Несмотря ни на что, греки были немало изумлены, когда этот совсем не героический человек сошел на берег, улыбнувшись им и приветственно подняв руку: точно император в цирке перед народом.

Но не это было самым удивительным.

Вслед за патрикием Нотарасом на берег с борта “Клеопатры” спустился Леонард Флатанелос.

========== Глава 164 ==========

Греки не верили своим глазам: будто им явился выходец с того света. Кое-кто так и подумал и начал креститься при виде прославленного флотоводца, щипать себя за руку; но комес не исчез.

Стоя у сходней, он оглядывал Венецию, точно мираж – фата-моргану, которая только грезится ему.

– Господин!

Тут к нему наконец бросились его люди и верные матросы, не выходившие море с тех пор, как потеряли своего комеса; но все остановились, не решаясь подойти к спасенному близко. Его рассматривали восторженно, испуганно, протягивали руки к его одежде – и не смели коснуться.

– Комес, это и вправду ты? – наконец спросил Ангел: он и здесь оказался в первых рядах, хотя, казалось бы, после рассказа Дионисия и герцога Сфорца должен был бы потерять всякую надежду.

Проникновенные карие глаза обратились на него.

– Да, это я, мой друг, – сказал Леонард. – Я не призрак, не бойся.

И он впервые улыбнулся.

И тут все закричали, засвистели, захлопали в ладоши; матросы бросали в воздух шапки, а те, кто был ближе всего, хватали комеса за плащ, за руки и плечи, ощупывая их.

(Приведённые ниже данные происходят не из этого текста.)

PR #137, opened 2020-10-19
Fix http auth

StrongMonkey:
Use "git -c" to adopt http basic auth from env variables to avoid
reading password from URL. Pass password to stdin doesn't work as we
disabled git prompt.


StrongMonkey:
https://github.com/rancher/fleet/issues/118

Леонард Флатанелос, несомненно, исхудал, но мускулы героя были, как и прежде, стальными.

Фома Нотарас стоял в стороне: он убрался в сторону, как только началась суета вокруг комеса, и о нем так никто и не вспомнил. Белокурый патрикий щурил глаза не то от солнца, не то в многозначительной и неприятной задумчивости; скрестив руки на груди, он поигрывал бледными пальцами, лежавшими в складках алого с золотом плаща. Сына Александра с ним не было.

Наконец Леонарда позвали в дом, отдохнуть и подкрепиться – его засыпали вопросами, но едва ли дали сказать хотя бы слово в ответ; теперь Ангел, спохватившись, спросил, есть ли у комеса лошадь.

Леонард покачал головой.

– У меня есть, – Фома Нотарас впервые открыл рот.

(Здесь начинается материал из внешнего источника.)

PR #150, opened 2021-02-11
Fix summarizing of CNCF Rook resources

ron1:
Fixing summarizing of CNCF Rook project custom resources including CephCluster and io.objectbucket.v1alpha1.ObjectBucketClaim. This PR fixes issues https://github.com/rancher/wrangler/issues/148 and https://github.com/rancher/wrangler/issues/149.

### DIFF
--- a/pkg/summary/summarizers.go
+++ b/pkg/summary/summarizers.go
@@ -77,18 +77,16 @@ var (
 	// False == error
 	// Unknown ==
 	ErrorFalse = map[string]bool{
-		"Failed":      true,
-		"Progressing": true,
+		"Failed": true,
 	}
 
 	// True ==
 	// False == transitioning
 	// Unknown == error
 	TransitioningFalse = map[string]string{
-		"Completed":   "activating",
-		"Ready":       "unavailable",
-		"Available":   "updating",
-		"Progressing": "inactive",
+		"Completed": "activating",
+		"Ready":     "unavailable",
+		"Available": "updating",
 	}
 
 	// True ==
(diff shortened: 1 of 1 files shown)


nickgerace:
Functionally, this looks good to me. However, I will admit that me knowledge of Rook is thinner than yours. I'll run some tests on my side to ensure this change does not affect anything downstream. Wrangler is used by repos other than Fleet, for example.

ron1:
`Progressing` is a common type of condition used to provide status info for CNCF Rook CephCluster CRs and lots of other CRs. For some unknown reason, wrangler currently summarizes the `Progressing` condition as a non-Transitioning conditioning just like `Completed`, `Ready`, or `Available`. Instead it should be summarized as a Transitioning condition just like `Reconciling`. I suspect other CRs besides CephCluster will benefit from this change.

ibuildthecloud:
@ron1 I think how Rook uses Progressing is different from how Deployment uses Progressing.  For a deployment, afaik, Progressing=False is an error state and Progressing=True is normal state, not transitioning.

What I would recommend here is that Progressing just be removed as a condition we check.  The kstatus checks will handle the Deployment now so we don't need to worry about that condition.

ron1:
@ibuildthecloud Based on your feedback, I will revise my PR to remove the Progressing references. Thanks for the review.

ron1:
@ibuildthecloud @nickgerace Per your recommendation, I pushed a revised commit that simply removes Progressing as a condition that is explicitly checked. Please let me know if you have additional questions. It would be great if this PR could be incorporated into the wrangler version included with Rancher 2.5.6 and Fleet 0.3.4. I suspect any SUSE CaaS Platform users trying to use Rancher/Fleet to deploy Rook Ceph to downstream clusters will also benefit from this PR.

ron1:
@ibuildthecloud @nickgerace Thanks much for the PR review and commit!

nickgerace:
No problem. Was going to approve. @ibuildthecloud beat me to it.

Thanks for the PR again.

Все повернулись к нему, и спасенный также. Фома Нотарас выглядел таким же усталым, как Леонард; но близость к комесу и понимание своей роли не то зло, не то радостно бодрила патрикия, будто игристое вино вливалось в жилы.

– Комес, ведь вы не откажетесь проехать со мной по городу? – спросил патрикий, улыбаясь.

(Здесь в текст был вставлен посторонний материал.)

PR #156, opened 2021-04-06
Use crypto/ssh and update library to support more key format

StrongMonkey:


StrongMonkey:
https://github.com/rancher/fleet/issues/221

PR #160, opened 2021-04-22
adding coordination/v1 to generated controllers

ekristen:
This got added as `coordination.k8s.io` vs `coordination` I see both are being done, is there a preference for one vs the other?


StrongMonkey (approved):

ibuildthecloud:
The full coordination.k8s.io form is preferred.  I think the shorter ones are for legacy reasons.

PR #166, opened 2021-06-21
Removed v1beta1 Ingress reference

snasovich:
v1beta1 Ingress is getting removed in k8s v1.22.
Usages of Ingress defined in Wrangler were not found in rancher org codebase (https://github.com/search?q=org%3Arancher+wrangler%2Fpkg%2Fgenerated%2Fcontrollers%2Fextensions&type=code) and thus it's suggested to proactively remove it.

Please let me know if I've missed some usage of it.


snasovich:
This is misc change for the following issue: https://github.com/rancher/rancher/issues/33312

dramich:
Can you split into two commits, one for your change and another for generated changes

snasovich:
> Can you split into two commits, one for your change and another for generated changes

@dramich , done.

dramich (approved):

snasovich:
Closing as we may need to implement conditional logic for #33312 and this change doesn't make sense then.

Матросы замерли, по рядам прошелестел шепоток… даже самые простодушные среди них давно понимали, какая собака пробежала между этими двоими благородными господами. Много больше того, что они не поделили жену.

– Вы согласны? – повторил Фома Нотарас: думая, может быть, что комес не услышал или притворился.

– Конечно, я согласен, – сказал комес. – Поедемте.

Патрикий перестал улыбаться, как будто не ожидал этого. Но потом так же любезно кивнул своему сопернику и должнику. Повернувшись к кому-то на борту, сказал несколько слов и небрежно махнул рукой.

На доски причала свели красивого белого коня – никто не знал, тот ли это конь, который был раньше у Фомы Нотараса, или уже другой; но греки вспомнили, что патрикий всегда предпочитал белых, заметных лошадей.

Патрикий первым вскочил на лошадь; протянул руку комесу. Ангел подсадил своего господина снизу – тот качался, и по морской привычке, и от усталости. Леонард сел впереди патрикия, как тяжелораненый.

Греки сопроводили Леонарда и его спасителя в тот же дом у моря, стоявший в апельсиновом саду, который в этом году еще не зацвел. Неизвестно, надеялся ли патрикий на то, что их увидят на улицах, – или сам себе не мог сказать, чего хочет; но всадников увидели. На них показывали пальцами, выкрикивали приветствия и просто шумели от изумления, толкаясь и разевая рты. Простой люд был не слишком воспитан, но всегда жаден до зрелищ… и Леонарда до сих пор помнили в Венеции не хуже, чем в его собственной семье.